**Required work**: Retype, word for word, every line from the one holding "PR #834, opened 2024-03-17" through the one holding "--- a/mwl.json" in the entries below, both included, and only those lines.

- - -

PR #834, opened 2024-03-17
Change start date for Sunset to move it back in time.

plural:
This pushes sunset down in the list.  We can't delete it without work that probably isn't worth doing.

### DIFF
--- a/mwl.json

- - -

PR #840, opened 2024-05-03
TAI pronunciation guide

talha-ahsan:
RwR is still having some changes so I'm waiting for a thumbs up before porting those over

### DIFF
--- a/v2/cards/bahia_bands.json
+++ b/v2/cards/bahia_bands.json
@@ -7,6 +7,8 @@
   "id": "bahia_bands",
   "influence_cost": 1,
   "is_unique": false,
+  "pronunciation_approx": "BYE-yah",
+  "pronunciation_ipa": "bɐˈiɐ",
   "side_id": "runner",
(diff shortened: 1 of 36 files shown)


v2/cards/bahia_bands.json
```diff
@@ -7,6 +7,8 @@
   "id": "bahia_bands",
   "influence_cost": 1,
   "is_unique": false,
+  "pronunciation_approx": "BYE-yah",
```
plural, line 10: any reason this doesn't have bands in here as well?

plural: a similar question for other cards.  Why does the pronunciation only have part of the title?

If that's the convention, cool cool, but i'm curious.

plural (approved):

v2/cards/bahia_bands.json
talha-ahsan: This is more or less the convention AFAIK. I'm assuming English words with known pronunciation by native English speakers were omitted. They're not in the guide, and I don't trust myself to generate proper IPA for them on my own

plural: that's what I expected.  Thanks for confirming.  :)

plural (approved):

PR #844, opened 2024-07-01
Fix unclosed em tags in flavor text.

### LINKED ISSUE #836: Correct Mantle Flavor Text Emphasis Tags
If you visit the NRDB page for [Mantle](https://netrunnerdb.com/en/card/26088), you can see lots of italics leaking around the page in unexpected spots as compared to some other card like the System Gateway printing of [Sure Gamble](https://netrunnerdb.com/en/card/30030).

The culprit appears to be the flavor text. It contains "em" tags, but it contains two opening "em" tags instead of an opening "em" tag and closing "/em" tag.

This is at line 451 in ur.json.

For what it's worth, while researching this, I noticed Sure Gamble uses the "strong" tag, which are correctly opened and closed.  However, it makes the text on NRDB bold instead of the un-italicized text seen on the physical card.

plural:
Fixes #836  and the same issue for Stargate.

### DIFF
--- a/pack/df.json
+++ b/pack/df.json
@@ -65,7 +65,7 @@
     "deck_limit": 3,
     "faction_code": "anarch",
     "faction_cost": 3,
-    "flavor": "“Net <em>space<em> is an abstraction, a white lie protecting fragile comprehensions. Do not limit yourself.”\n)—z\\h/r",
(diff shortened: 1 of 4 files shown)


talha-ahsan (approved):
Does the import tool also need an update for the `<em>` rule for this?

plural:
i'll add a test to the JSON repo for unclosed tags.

- - -

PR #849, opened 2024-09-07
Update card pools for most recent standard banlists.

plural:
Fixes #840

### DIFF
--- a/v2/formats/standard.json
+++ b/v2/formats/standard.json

- - -

**Solution below**:
PR #834, opened 2024-03-17
Change start date for Sunset to move it back in time.

plural:
This pushes sunset down in the list.  We can't delete it without work that probably isn't worth doing.

### DIFF
--- a/mwl.json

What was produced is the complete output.